Original scientific paper
https://doi.org/10.21857/94kl4c10gm
Privilege and Hierarchy, Village and Church: A Wallachian Case from Medieval Transylvania
Alexandru Simon
; Centre of Transylvanian Studies, Romanian Academy, Cluj-Napoca, Romania
*
* Corresponding author.
Abstract
The locations of Greek rite ecclesiastical seats in Transylvania prior to 1526 are known/ presumed only on the basis of circumstantial evidences, with one exception: Feleac (between the 1480s and the 1540s), in the immediate vicinity of the free royal city of Cluj (Klausenburg, Kolozsvár). The choice of Feleac seemed logical: a royal estate entrusted to the city of Cluj by Louis I of Anjou, where ‘Wallachians and serfs’ enjoyed “burgher-style” liberties in a rural milieu. Nonetheless, the preserved documents do not connect the establishment of the ‘archbishopric in Transylvania’ on the Feleac estate to the freedoms of the village.
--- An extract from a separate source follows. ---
PR #2363, opened 2024-11-11
Add IIO support for AD4170

machschmitt:
## Pull Request Description

The reported issue is the following: "The AD4170 drivers don't do a sign extension when reading the ADC registers, as the ADC is 24 bits, but the int variable is 32-bit, it fills the 4th bit with zeroes even if bit 23 is 1."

Secular and spiritual facts and deeds thus seem worlds apart, though they stood for delicate matters of the age: the Greek rite Church and the Wallachians. The disconnection appears deliberate and motivated by power-relations that predate the end of Matthias Corvinus’ reign, when the Feleac cathedral dedicated to St. Paraskheva was also built.
Keywords
Feleac; Transilvania; Church; Hungary; the Middle Ages
Hrčak ID:
318566
URI
Publication date:
27.6.2024.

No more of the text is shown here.